%%
PR #1128, opened 2024-03-10
[testing] Switch to junit5

restingbull:
Fixes tests for modern jvms.


kotlin/internal/jvm/jvm.bzl
```diff
@@ -344,6 +344,10 @@ Setup a simple kotlin_test.
             default = Label("@bazel_tools//tools/jdk:TestRunner_deploy.jar"),
             allow_files = True,
         ),
+        "use_testrunner": attr.bool(
```
Bencodes, line 347: What exactly is this flag solving for and when would you use it externally vs. setting it to `False`?

src/main/starlark/core/repositories/setup.bzl
```diff
@@ -56,11 +56,17 @@ def kt_configure():
...
+            "org.junit.jupiter:junit-jupiter-api:5.4.2",
+            "org.junit.jupiter:junit-jupiter-params:5.4.2",
+            "org.junit.jupiter:junit-jupiter-engine:5.4.2",
+            "org.junit.platform:junit-platform-console:1.4.2",
         ],
         repositories = [
             "https://maven-central.storage.googleapis.com/repos/central/data/",
             "https://maven.google.com",
             "https://repo1.maven.org/maven2",
+            "https://jcenter.bintray.com",
```
Bencodes, line 69: I believe jcenter is being shut down, best to not depend on it.

kotlin/internal/jvm/jvm.bzl
restingbull: It matches [java_test.use_testrunner](https://bazel.build/reference/be/java#java_test.use_testrunner). It allows customizing the test execution environment. In this case, we replace the bazel test runner with JUnit5.

src/main/starlark/core/repositories/setup.bzl
restingbull: Removed.

Bencodes (approved):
%%
(Exercise aim):
Write out the material once more so that every line matches exactly.

(Response to the task):
PR #1128, opened 2024-03-10
[testing] Switch to junit5

restingbull:
Fixes tests for modern jvms.


kotlin/internal/jvm/jvm.bzl
```diff
@@ -344,6 +344,10 @@ Setup a simple kotlin_test.
             default = Label("@bazel_tools//tools/jdk:TestRunner_deploy.jar"),
             allow_files = True,
         ),
+        "use_testrunner": attr.bool(
```
Bencodes, line 347: What exactly is this flag solving for and when would you use it externally vs. setting it to `False`?

src/main/starlark/core/repositories/setup.bzl
```diff
@@ -56,11 +56,17 @@ def kt_configure():
...
+            "org.junit.jupiter:junit-jupiter-api:5.4.2",
+            "org.junit.jupiter:junit-jupiter-params:5.4.2",
+            "org.junit.jupiter:junit-jupiter-engine:5.4.2",
+            "org.junit.platform:junit-platform-console:1.4.2",
         ],
         repositories = [
             "https://maven-central.storage.googleapis.com/repos/central/data/",
             "https://maven.google.com",
             "https://repo1.maven.org/maven2",
+            "https://jcenter.bintray.com",
```
Bencodes, line 69: I believe jcenter is being shut down, best to not depend on it.

kotlin/internal/jvm/jvm.bzl
restingbull: It matches [java_test.use_testrunner](https://bazel.build/reference/be/java#java_test.use_testrunner). It allows customizing the test execution environment. In this case, we replace the bazel test runner with JUnit5.

src/main/starlark/core/repositories/setup.bzl
restingbull: Removed.

Bencodes (approved):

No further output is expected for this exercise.